# $2.1K earned and I don't qualify for a 1099?



## HyundaiBigDog (Dec 15, 2018)

In 2018 Uber paid me $2,100. My understanding is, if they pay you $600+, you receive a 1099-MISC form. Instead I got a message in the app that I didn't meet the "earnings thresholds" to receive a 1099 form and I can view my tax summary in the tax information tab.

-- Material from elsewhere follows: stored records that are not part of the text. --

PR #356, opened 2026-08-22
fix(core): route every algorithm through one iteration-record + journal step (#216, #224)

### LINKED ISSUE #216: GEPA runs never write a run-level JOURNAL.md — _reconcile_journal is only called from run_step, which GEPA bypasses
GEPA runs never produce a run-level `JOURNAL.md`. The reconciliation that writes it is called from exactly one place, and GEPA does not go through that place.

## Verified
```
$ grep -rn '_reconcile_journal' core/cap_evolve/*.py
harness.py:784:   ... and ``_reconcile_journal`` folds that back into the run-level file after the step."""
harness.py:801:   def _reconcile_journal(workdir, run_dir, cid, *, ...)
harness.py:1340:      _reconcile_journal(workdir, run_dir, cid, accepted=accepted, ...)
```
The single call site is inside `run_step`. GEPA has its own loop and **bypasses `run_step`**, so on a GEPA run the journal is never folded back and the run-level file is never written.

## Why it matters
This is the same structural bug as #109's, which was just fixed: `_parent_map` / `_build_ledger` / `_build_runmap` filtered `kind == "step"`, and because GEPA emits `gepa_val_gate` instead, its `LEDGER.md`, `RUNMAP.md` and `prior_iterations/` were **permanently empty while the prompt instructed the optimizer to read them**. PR #199 fixed those three by routing them through a shared `rundir.ITERATION_EVENT_KINDS` / `RunDir.iteration_events()`. The journal was not in that set, so it is the surviving instance of the pattern.

Consequences:
- The journal is part of the run's explainability record. On the flagship algorithm it silently doesn't exist, so anything a human or the dashboard expects to read there is empty for GEPA and populated for hill-climb — surfaces disagreeing about the same run.
- It's invisible: nothing errors, the file is simply absent.

## Fix
Do **not** add a second call site — that reintroduces the desync this repo keeps paying for. Options in preference order:

1. **Move the reconciliation to the shared path**, alongside how #199 unified the iteration-event consumers, so any algorithm that records an accepted iteration reconciles the journal by construction. Check whether it belongs next to `RunDir.iteration_events()`.
2. If GEPA genuinely has no per-candidate journal to fold (verify — does `_augment_instructions` write one into GEPA workdirs the way it writes `PROCESS.md`?), then the honest fix is to **document that `JOURNAL.md` is hill-climb/skillopt-only** and remove any prompt or doc text that tells a GEPA optimizer to read it. Silence is only acceptable if nothing claims otherwise.

Check `skillopt` too — it also has its own loop; confirm whether it reaches `run_step` or shares GEPA's gap.

## Acceptance
- Either a GEPA run produces a correct run-level `JOURNAL.md`, or no prompt/doc/dashboard surface claims it exists for GEPA.
- A test asserts the outcome **per algorithm** (parametrized over hill-climb / gepa / skillopt), so a future algorithm bypassing the shared path fails a test rather than silently producing a partial record. #211 uses exactly this parametrized-parity pattern for snapshots — mirror it.
- While here: audit for any *other* consumer still filtering by event kind or hanging off `run_step` that GEPA/skillopt bypass. #199 fixed three, #211 fixed the snapshot ignores, this is the fourth — a deliberate sweep is likely cheaper than finding the fifth in review.

## Provenance
Found by the reviewer of PR #211 (issue #110) as a side observation; call site independently confirmed by the epic #127 orchestrator.

OsherElhadad:
## Root cause (one sentence)

An iteration was only recorded by whichever algorithm happened to open-code the calls, so GEPA — which bypasses `run_step` by design (`gepa._full_val_gate`'s own docstring says so) — charged iterations against the budget while writing **no `step` event** and **never reconciling the run-level `JOURNAL.md`**.

Two symptoms, one cause: #216 (no `JOURNAL.md` on a GEPA run) and #109-as-restated-in-#224 (`_parent_map` / `_build_ledger` / `_build_runmap` filter `kind == "step"`, so GEPA's `LEDGER.md` / `RUNMAP.md` / `prior_iterations/` stayed empty for the whole run **while the optimizer prompt instructed it to read them**, and told it its best was `seed`).

## The shared seam

`harness.record_iteration(run_dir, workdir, cid, *, parent_id, accepted, reason, val=None, parent_val=None, indecisive=False, **extra)` — `harness.py:1005-1047`.

Three things must happen exactly once per iteration, and they were open-coded per algorithm:

1. charge the iteration (`update_spent(iterations=1, accepted=…)`);
2. write the canonical **`step`** event — the one iteration record every consumer enumerates (`_parent_map`, `_build_ledger`, `_build_runmap`, the dashboard graph, the event stream, the TUI);
3. reconcile the run-level append-only `JOURNAL.md` with the entry the optimizer appended in `workdir` — otherwise `_seed_journal` silently discards it on the next iteration.

**The enforcement is a test, not a convention:** `record_iteration` is the *only* place `update_spent(iterations=…)` is called anywhere in the tree, and `test_exactly_one_place_charges_an_iteration` asserts that on the source with `ast`:

```
core/cap_evolve/harness.py:1040:    run_dir.update_spent(iterations=1, accepted=None if indecisive else accepted)
```

Charging an iteration and recording it are now the same call, so an algorithm cannot do the first without the second. `len(step records) == spent.iterations` follows — which is also why the test needs no `step_indecisive` caveat: `record_iteration` writes a `step` on the indecisive path too, and the caller keeps its own `step_indecisive` detail event.

### Call sites routed through it (six)

| Site | Was |
|---|---|
| `harness.run_step` (hill-climb, skillopt) | `update_spent` + `log_event("step")` + `_reconcile_journal`, open-coded |
| `harness._tamper_step` | `update_spent` + `log_event("step")`, **no journal** |
| `gepa._full_val_gate` (main loop **and** `_try_merge`) | `log_event("gepa_val_gate")`, no journal; callers charged separately |
| `gepa` minibatch-local reject | `update_spent` only — the iteration was **invisible** |
| `gepa` indecisive tamper path | `update_spent` + `step_indecisive`, no `step`, no journal |
| `agent-optimize/scripts/commit.py` | `log_event("accept"/"reject")` + `update_spent`, no `step`, no journal |

`evograph` has no deterministic engine (its `run.py` refuses to run); its loop is prose, and §2.6 said only "log the round to the run dir event log". It now names the seam explicitly, so the one algorithm that *can only* forget is told exactly what to call.

Deliberately **not** in the seam: `snapshot` / `set_best`. Their correct arguments are genuinely algorithm-specific (`run_step` snapshots every candidate with `_SNAPSHOT_IGNORE`, gepa only accepted ones) and neither is silently droppable the way the three above were.

### Also: the duplicate direction of the same bug

`_STEP_KINDS` in `eventstream.py` and `dashboard.py` listed `gepa_val_gate` and `skillopt_step` alongside `step`. skillopt logs `skillopt_step` *after* `run_step` already logged `step` for the same candidate → **two rendered rows per iteration**. `skillopt_step` leaves both tuples and is added to `eventstream.BOOKKEEPING_KINDS` — which is what makes the duplicate row actually go away rather than fall through to the generic key dumper:

```
before : [16:40:24] ACCEPT  so_e01s01  val=1.0000 (parent 0.0000)  — paired Δ̄=+1.0000 > 0 …
         [16:40:24] ACCEPT e1s1  so_e01s01  val=1.0000 (parent ?)          <-- duplicate
after  : [16:40:24] ACCEPT  so_e01s01  val=1.0000 (parent 0.0000)  — paired Δ̄=+1.0000 > 0 …
         (skillopt_step → None, skipped in the terminal; the dashboard still shows it)
```

**Correction to an earlier version of this description:** it claimed the duplicate also double-summed `opt_cost_usd` in the cost ledger. That was wrong — `skillopt_step` carries only `epoch / step_in_epoch / global_step / edit_budget / requested_edits / applied_changes / accept / candidate / val`, and `gepa_val_gate` only `candidate / accept / reason / val / parent / parent_val`. Neither carries `opt_cost_usd`, so `eventstream._accumulate` added `float(None or 0.0)` = 0.0. There was never a cost error, only duplicate rows. The code change is unaffected.

### Why `gepa_val_gate` stays in the dashboard tuple but `skillopt_step` does not

Not symmetry — they fail differently.

`gepa_val_gate` is a **legacy iteration record**. Run dirs already on disk from before this fix have *no* `step` events at all (that is the bug), so `dashboard.reduce_run` is the only thing rendering them and `gepa_val_gate` is the only record it has. An earlier revision of this PR dropped it and silently regressed every historic gepa run's lineage graph from 2 nodes to 1. It is restored. Same reasoning keeps agent-mode `commit.py`'s `accept`/`reject` there.

`skillopt_step` is **not** a legacy record: it is epoch detail logged *alongside* a `step` for the same candidate, on current runs. It never carried a graph anyone needs, so it is the one kind that leaves.

Keeping the legacy kinds is free on a new run because the reducer keys one iteration per **candidate**, not per event — the extra kind lands on the node `step` already created:

```
$ # HISTORIC gepa run dir (pre-fix: gepa_val_gate only, ZERO step events)
without gepa_val_gate : graph nodes: 1 -> ['seed']                       <-- the regression
with    gepa_val_gate : graph nodes: 2 -> ['gepa_0001', 'seed']          <-- restored

$ # NEW runs — no duplicate nodes reintroduced
NEW gepa (post-fix)    : 4 nodes -> ['gepa_0001','gepa_0002','gepa_0003','seed']  (unique: True)
NEW skillopt (post-fix): 4 nodes -> ['seed','so_e01s01','so_e02_slow','so_e02s01'] (unique: True)
```

## Evidence: zero-API end-to-end, per algorithm

`examples/toy_calc` via `cap-evolve run` (deterministic, no API key).

### GEPA — the core before/after pair

**BEFORE** (`algorithm_skill: gepa`, 3 iterations charged):
```
$ ls -la .capevolve/run_demo/JOURNAL.md
ls: JOURNAL.md: No such file or directory

$ grep -o '"kind": "[a-z_]*"' events.jsonl | sort | uniq -c
   3 "kind": "gepa_local_gate"
   3 "kind": "gepa_select"
   1 "kind": "gepa_start"
   1 "kind": "gepa_val_gate"        <-- 1 record for 3 charged iterations
   ...                              <-- ZERO "step" events
```

**AFTER** (same spec):
```
$ ls -la .capevolve/run_demo/JOURNAL.md
-rw-r--r--  1 osherelhadad  wheel  2902 Aug 22 17:02 JOURNAL.md

$ grep -o '"kind": "[a-z_]*"' events.jsonl | sort | uniq -c
   3 "kind": "gepa_local_gate"
   3 "kind": "gepa_select"
   1 "kind": "gepa_start"
   3 "kind": "step"                 <-- 3 records == 3 charged iterations

$ tail -14 JOURNAL.md
## Iteration gepa_0001 — (no handover written by the optimizer)

> **RESULT (framework, objective):** ACCEPTED (new champion) · val=1.000 Δ=+1.000 · fixed={a1, a4} · broke={—}.
<!-- gepa_0001: ACCEPTED val=1.000 Δ=+1.000 -->

## Iteration gepa_0002 — (no handover written by the optimizer)

> **RESULT (framework, objective):** REJECTED (champion unchanged) · val=— Δ=— · fixed={—} · broke={—}. …
<!-- gepa_0002: rejected val=— Δ=— -->

## Iteration gepa_0003 — (no handover written by the optimizer)

> **RESULT (framework, objective):** REJECTED (champion unchanged) · val=— Δ=— · fixed={—} · broke={—}. …
<!-- gepa_0003: rejected val=— Δ=— -->
```
`gepa_0002`/`gepa_0003` are the minibatch-local rejects that were previously invisible. `val=—`, not a number: they never bought a full-val eval, and a minibatch reward must never be written into the field the ledger and the dashboard's val curve read. ("no handover written by the optimizer" is correct — the `mock` optimizer writes none.) `_reconcile_journal` now accepts `val=None`/`delta=None` for exactly this case.

### agent-optimize — the third recording path, same before/after

Agent mode, so `cap-evolve run` does baseline then hands off; its end-of-iteration is `commit.py`, driven here exactly as the agent would (`--decision accept` then `--decision reject`).

**BEFORE** (pre-fix `commit.py` from `HEAD`):
```
JOURNAL.md: No such file or directory
   1 "kind": "accept"
   1 "kind": "reject"                <-- ZERO "step" events
```
**AFTER**:
```
-rw-r--r--  1 osherelhadad  wheel  2526 Aug 22 17:04 JOURNAL.md
   1 "kind": "accept"
   1 "kind": "reject"
   2 "kind": "step"

{"kind": "step", "candidate": "cand_r1", "accept": true,  "val": 1.0, "parent": "seed",    …}
{"kind": "step", "candidate": "cand_r2", "accept": false, "val": 0.5, "parent": "cand_r1", …}
```
Note `cand_r2`'s parent is `cand_r1` — `commit.py` now reads `best_id` *before* `set_best` moves it, so the lineage edge is real rather than the dashboard's `last_accepted` guess.

### hill-climb and skillopt — unchanged behaviour, confirmed not regressed

| algorithm | JOURNAL.md before → after | `step` records / charged iterations |
|---|---|---|
| hill-climb | present → present (3 entries) | 3 / 3 |
| skillopt | present → present (3 entries) | 3 / 3, plus 2 `skillopt_step` now correctly auxiliary |
| gepa | **absent → present (3 entries)** | **1 → 3 / 3** |
| agent-optimize | **absent → present (2 entries)** | **0 → 2 / 2** |
| evograph | no engine (agent-prose loop) | SKILL.md §2.6 now names the seam |

All four runnable algorithms reach `test_reward 1.0` from `baseline_val 0.0` with the test split sealed — the fix changes bookkeeping, not the optimization or the gate.

## The parametrized regression test

`core/tests/test_iteration_record_parity.py` — parametrized over `hill-climb`, `gepa`, `skillopt`, `agent-optimize` (8 cases), offline and zero-API:

- `len(step records) == spent.iterations` — the single assertion the issue asked for, and the one that would have caught all of #109/#216/the skillopt double-count;
- exactly one record per candidate (the duplicate direction);
- every record carries `parent` and `accept` (the lineage edge `_parent_map`/LEDGER/RUNMAP read);
- a non-empty run-level `JOURNAL.md` naming every candidate;
- and a second test asserting the *consumers* are not left empty — `_parent_map` non-empty, `LEDGER.md` not `"(baseline only)"`, `RUNMAP.md` not `"(no prior iterations yet)"`, every candidate present in the ledger. That is #109's exact symptom, asserted per algorithm.

**These tests enumerate, and enumeration is exactly the failure mode this PR is about** — a sixth algorithm is invisible to them until someone remembers to add it to the dict, which is the same forgetting the seam exists to prevent. So the file also carries the invariant itself, asserted on the source rather than on a list of algorithms:

`test_exactly_one_place_charges_an_iteration` parses every `.py` under `core/cap_evolve/` and `skills/` with `ast`, collects every `update_spent(iterations=…)` call site with its enclosing function, and asserts there is exactly one — `harness.record_iteration`. It holds for an algorithm nobody has written yet. Verified by adding a rogue charge site to `skillopt.py`:

```
E  AssertionError: an iteration must be charged in exactly ONE place — harness.record_iteration,
E  which also writes the `step` record and reconciles JOURNAL.md. Found 2:
E  [('core/cap_evolve/harness.py', 1040, 'record_iteration'),
E   ('core/cap_evolve/skillopt.py', 506, '_fake_sixth_algorithm_loop')].
E  If one of these is a new algorithm's loop, call harness.record_iteration instead of
E  update_spent(iterations=...).
```

```
$ PYTHONPATH="$PWD/core:$PWD/dashboard/backend" python3 -m pytest core/tests/test_iteration_record_parity.py -q
9 passed in 14.12s
```

## Which of #224's four claimed bugs this fixes — and which it does not

| # | Claim | This PR |
|---|---|---|
| **#109** — consumers filter `kind == "step"`, so GEPA's LEDGER/RUNMAP/`prior_iterations/` are permanently empty | **FIXED** at the source: GEPA writes `step`. Asserted per algorithm by `test_no_consumer_is_left_empty`. |
| **#216** — `_reconcile_journal` only reachable from `run_step`, so GEPA never writes a run-level `JOURNAL.md` | **FIXED**. Before/after above; `Closes #216`. Also fixes it for `_tamper_step` and agent-optimize, which had the same gap. |
| **SkillOpt double-count** — two rows per iteration, second with `parent=None` | **FIXED** at the source: `skillopt_step` is out of both `_STEP_KINDS` tuples and into `eventstream.BOOKKEEPING_KINDS`, so one row per iteration. No cost effect — see the correction above; the event carries no `opt_cost_usd`. The severe half of the original claim — "poisoned `_parent_map` / premature plateau `stop`" — was **not real on main**: it described PR #199's shared reader, which was never merged. |
| **#110** — 4-5 copies of the optimizer-scratch name list | **NOT in this PR.** Already mostly fixed on main by `types.NON_CAPABILITY_FILES`. The residual (`FOCUS.md`/`REFLECTION.md` missing from `harness._SNAPSHOT_IGNORE`, and gepa's `snapshot` calls not passing `ignore=`) is snapshot hygiene, a different concern, and is owned by the #110/PR #211 work — deliberately left out to keep this diff to the one root cause. |

### Explicitly not done

**Iterations do not get a new stable identity.** #224's headline proposal — a new gated-iteration record type, a typed `RunDir.iteration_events()` as the only enumeration path, and making the kind constants private — is **not** implemented, and is not required for the routing fix to be correct. `step` already carries every field the proposed record would (`candidate`, `parent`, `accept`, `reason`, `val`, `parent_val`); the bug was one algorithm not writing it. Adding a second representation to fix "consumers re-derive iteration-ness" would leave *both* representations and double the surface a sixth algorithm can forget. With `update_spent(iterations=…)` now callable from exactly one function, the identity is enforced where it matters — at the write, not at every read.

Two further items left alone, both cosmetic and pre-existing:
- GEPA's optimizer spend is still recorded via `update_spent` only, not carried on its `step` event, so the dashboard cost ledger cannot attribute it per candidate. Threading `opt_cost_usd` into `_full_val_gate` is a separate change.
- `dashboard._ALGO_MARKERS` identifies `hill-climb` by a bare `step`. Now that agent-mode `commit.py` also writes `step`, a hand-built run dir with no `run_config` event and no `screen` event could be mislabelled `hill-climb` instead of "not recorded". Real runs are unaffected: `run_config` is emitted by the CLI and wins over kind inference.

## Full suite

```
$ PYTHONPATH="$PWD/core:$PWD/dashboard/backend" python3 -m pytest core/tests -q
798 passed, 12 skipped in 130.73s (0:02:10)
```
(clean main is `789 passed, 12 skipped`; +9 are this PR's new tests.) Zero existing test changes were needed — including `test_gepa.py` (all cases green: the local gate still short-circuits before any full-val spend, the metric-call budget still caps the run, the merge path still works) and `test_dashboard_status_cost_log.py`'s skillopt dedup case.

## Merge coordination

Per `.review/MERGE_PLAN.md` the order is **350 → 346 → 355 → this PR**. #355 restructures the same iteration path, so expect to rebase this on top of it.

`harness.py` hunks touch only two regions, both away from the other in-flight work:
- `963-1047` — `_reconcile_journal` signature/format + the new `record_iteration` (inserted after it);
- `1433` (`_tamper_step`) and `1611-1635` (`run_step`'s tail).

No overlap with the optimizer-stderr path (~line 600) or `_SNAPSHOT_IGNORE` (~line 1842).

### DIFF
--- a/core/cap_evolve/dashboard.py
+++ b/core/cap_evolve/dashboard.py
@@ -324,12 +324,19 @@ _ALGO_MARKERS = (
 )
 
 #: Every event kind that means "one candidate was proposed and judged". Every algorithm
-#: now writes ``step`` via ``harness.record_iteration`` (#216/#224) — including gepa,
-#: which used to write only ``gepa_val_gate``, and agent-mode ``commit.py``, whose
-#: ``accept``/``reject`` are kept here so run dirs recorded BEFORE that fix still render.
-#: ``skillopt_step`` / ``gepa_val_gate`` are deliberately absent: they duplicated the
-#: same candidate's iteration (see the per-candidate dedup below).
-_STEP_KINDS = ("step", "accept", "reject")
+#: now writes ``step`` via ``harness.record_iteration`` (#216/#224).
+#:
+#: The legacy kinds STAY here — ``gepa_val_gate`` and agent-mode ``commit.py``'s
+#: ``accept``/``reject`` — because run dirs recorded BEFORE that fix have no ``step``
+#: events at all (that was the bug), and this reducer is what renders them. Dropping
+#: ``gepa_val_gate`` took a historic gepa run's graph from 2 nodes to 1, retroactively.
+#: They cost nothing on a new run: the loop below keys one iteration per CANDIDATE, so
+#: the extra kind lands on the node ``step`` already created.
+#:
+#: ``skillopt_step`` is the one kind deliberately absent, and for a different reason —
+#: it is not a legacy record but epoch DETAIL logged alongside a ``step`` for the same
+#: candidate on the same (current) runs, so it never carried a graph anyone needs.
+_STEP_KINDS = ("step", "gepa_val_gate", "accept", "reject")
 
 #: Kinds whose presence means "this candidate was accepted" without an ``accept`` field.
 _ACCEPT_KINDS = ("accept",)
--- a/core/cap_evolve/dashboard.py
+++ b/core/cap_evolve/dashboard.py
@@ -323,12 +323,13 @@ _ALGO_MARKERS = (
     ("hill-climb", ("convergence", "step")),
 )
 
-#: Every event kind that means "one candidate was proposed and judged". The
-#: deterministic loops log ``step``/``skillopt_step``/``gepa_val_gate``; the AGENT-mode
-#: loops (agent-optimize, evograph) log ``accept``/``reject`` via the algorithm's
-#: ``commit.py``. The reducer used to know only the first three, so every free-form
-#: agentic run rendered as a graph with nothing but a seed node.
-_STEP_KINDS = ("step", "skillopt_step", "gepa_val_gate", "accept", "reject")
+#: Every event kind that means "one candidate was proposed and judged". Every algorithm
+#: now writes ``step`` via ``harness.record_iteration`` (#216/#224) — including gepa,
+#: which used to write only ``gepa_val_gate``, and agent-mode ``commit.py``, whose
+#: ``accept``/``reject`` are kept here so run dirs recorded BEFORE that fix still render.
+#: ``skillopt_step`` / ``gepa_val_gate`` are deliberately absent: they duplicated the
+#: same candidate's iteration (see the per-candidate dedup below).
+_STEP_KINDS = ("step", "accept", "reject")
 
 #: Kinds whose presence means "this candidate was accepted" without an ``accept`` field.
 _ACCEPT_KINDS = ("accept",)
--- a/core/cap_evolve/eventstream.py
+++ b/core/cap_evolve/eventstream.py
@@ -73,8 +73,11 @@ BOOKKEEPING_KINDS = ("minibatch", "optimizer_context_warning", "target_profile",
                      "gepa_merge_skip", "gepa_merge_local", "skillopt_slow_eval",
                      "skillopt_slow_update")
 
-# The one-iteration-finished events, each carrying the optimizer's own spend.
-_STEP_KINDS = ("step", "gepa_val_gate", "skillopt_step")
+# The one-iteration-finished event, carrying the optimizer's own spend. Exactly ONE
+# kind: every algorithm writes it via ``harness.record_iteration`` (#216/#224).
+# ``gepa_val_gate`` is gone and ``skillopt_step`` is auxiliary epoch detail — listing
+# either here rendered two rows and summed ``opt_cost_usd`` twice for one iteration.
+_STEP_KINDS = ("step",)
 
 
 def read_new_events(path: Path, offset: int) -> tuple[list[dict], int]:
@@ -356,10 +359,7 @@ def format_event(ev: dict, totals: dict | None = None, *,
     elif kind in _STEP_KINDS:
         ok = bool(ev.get("accept"))
         verdict = "ACCEPT" if ok else "reject"
-        where = ""
-        if kind == "skillopt_step":
-            where = f" e{ev.get('epoch')}s{ev.get('step_in_epoch')}"
-        body = (f"{verdict}{where}  {ev.get('candidate')}  val={_num(ev.get('val'))}"
+        body = (f"{verdict}  {ev.get('candidate')}  val={_num(ev.get('val'))}"
                 f" (parent {_num(ev.get('parent_val'))})")
         if ev.get("reason"):
             body += f"  — {ev['reason']}"
--- a/core/cap_evolve/eventstream.py
+++ b/core/cap_evolve/eventstream.py
@@ -71,12 +71,13 @@ FOLLOW_END = "_follow_end"
 BOOKKEEPING_KINDS = ("minibatch", "optimizer_context_warning", "target_profile",
                      "seed_dir_created", "splits_warning", "gepa_resume",
                      "gepa_merge_skip", "gepa_merge_local", "skillopt_slow_eval",
-                     "skillopt_slow_update")
+                     "skillopt_slow_update", "skillopt_step")
 
 # The one-iteration-finished event, carrying the optimizer's own spend. Exactly ONE
 # kind: every algorithm writes it via ``harness.record_iteration`` (#216/#224).
-# ``gepa_val_gate`` is gone and ``skillopt_step`` is auxiliary epoch detail — listing
-# either here rendered two rows and summed ``opt_cost_usd`` twice for one iteration.
+# ``gepa_val_gate`` is no longer emitted at all, and ``skillopt_step`` is auxiliary
+# epoch detail that duplicated the same candidate's row — it is skipped in the terminal
+# via BOOKKEEPING_KINDS above (the dashboard still shows it).
 _STEP_KINDS = ("step",)
 
 
--- a/core/cap_evolve/gepa.py
+++ b/core/cap_evolve/gepa.py
@@ -61,6 +61,7 @@ from .harness import (
     _paired_deltas,
     _resolve_workers,
     evaluate_candidate,
+    record_iteration,
     split_result_from_rollouts,
 )
 from .loop import SplitResult, aggregate_scores, has_valid_trials
@@ -611,9 +612,10 @@ def gepa_loop(
             if not report.ok:
                 run_dir.log_event("tamper_detected", candidate=cid, parent=parent["id"],
                                   report=report.to_dict(), reason=report.reason)
-                run_dir.update_spent(iterations=1, accepted=None)
-                run_dir.log_event("step_indecisive", candidate=cid,
-                                  reason="indecisive (integrity): " + report.reason)
+                _reason = "indecisive (integrity): " + report.reason
+                record_iteration(run_dir, workdir, cid, parent_id=parent["id"],
+                                 accepted=False, reason=_reason, indecisive=True)
+                run_dir.log_event("step_indecisive", candidate=cid, reason=_reason)
                 steps.append({"candidate_id": cid, "parent_id": parent["id"], "minibatch": mb,
                               "accepted": False, "candidate_val": None,
                               "tamper": report.to_dict(), "optimizer_error": opt_error,
@@ -638,8 +640,12 @@ def gepa_loop(
         }
 
         if not local_pass:
-            # Cheap rejection — no full-val spend. Record it for memory + audit.
-            run_dir.update_spent(iterations=1, accepted=False)
+            # Cheap rejection — no full-val spend, so ``val`` stays None: the minibatch
+            # reward is NOT a val number and must never be written into that field.
+            record_iteration(run_dir, workdir, cid, parent_id=parent["id"], accepted=False,
+                             reason="local minibatch gate: sum(child) <= sum(parent)",
+                             parent_val=parent["result"].reward, focus=focus_label,
+                             mb_child=child_mb.reward, mb_parent=parent_mb.reward)
             rejected.add(cid, f"candidate {cid} (mb {child_mb.reward:.3f} vs parent "
                               f"{parent_mb.reward:.3f})",
                          "local minibatch gate: sum(child) <= sum(parent)", child_mb.reward)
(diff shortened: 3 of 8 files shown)


OsherElhadad:
Superseded by #396 — rebased onto current `main` (23 PRs later). This branch is untouched; please merge #396 instead.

Am I wrong or is this Uber's mistake?


----------



## Older Chauffeur (Oct 16, 2014)

HyundaiBigDog said:


> In 2018 Uber paid me $2,100. My understanding is, if they pay you $600+, you receive a 1099 form. Instead I got a message in the app that I didn't meet the "earnings thresholds" to receive a 1099 form and I can view my tax summary in the tax information tab.
> 
> Someone explain this please.


I'm not a tax professional, but this is how I understand it works:
The $600 threshold is for issuance of a 1099misc, which Uber provides for payments of incentives, referrals, etc, which the company actually pays you. The 1099k kicks in when you reach $20,000 and 200 transactions on customer credit cards, where the customer is paying.


----------



## HyundaiBigDog (Dec 15, 2018)

Older Chauffeur said:


> I'm not a tax professional, but this is how I understand it works:
> The $600 threshold is for issuance of a 1099misc, which Uber provides for payments of incentives, referrals, etc, which the company actually pays you. The 1099k kicks in when you reach $20,000 and 200 transactions on customer credit cards, where the customer is paying.


Right, so Uber messed up by sending that message because I should be getting a 1099-MISC.


----------



## HyundaiBigDog (Dec 15, 2018)

Ok, so here's what Uber told me:

They said the $600+ in earnings that is needed to qualify for a 1099-MISC only includes miscellaneous payments and not regular income from trips. They define miscellaneous payments as income from referrals or promotions.

If that's true, then it makes sense that out of the $2,100 I earned last year, there was less $600 from referrals or promotions.

Can anyone confirm that the $600 needed to qualify for a 1099-MISC doesn't include regular (non promotion) income from trips?


----------



## Uber's Guber (Oct 22, 2017)

Earnings earned from trips only do not trigger a 1099. You get an "annual summary" instead.


----------



## HyundaiBigDog (Dec 15, 2018)

Uber's Guber said:


> Earning earned from trips only do not trigger a 1099. You get an "annual summary" instead.


Thanks. I didn't realize that before.


----------



## Fozzie (Aug 11, 2018)

If you want a 1099, you're welcome to take mine. I don't want it. :beaver:


----------



## tohunt4me (Nov 23, 2015)

Fozzie said:


> If you want a 1099, you're welcome to take mine. I don't want it. :beaver:


" COOTIES "! ! !


----------



## oldfart (Dec 22, 2017)

you will get a 1099k if what the riders pay (ubers share and yours,) exceeds $20000


----------



## MarkR (Jul 26, 2015)

HyundaiBigDog said:


> In 2018 Uber paid me $2,100. My understanding is, if they pay you $600+, you receive a 1099-MISC form. Instead I got a message in the app that I didn't meet the "earnings thresholds" to receive a 1099 form and I can view my tax summary in the tax information tab.
> 
> Am I wrong or is this Uber's mistake?


Cool! I didn't know about that tab. I don't have to wait. I can file now.


----------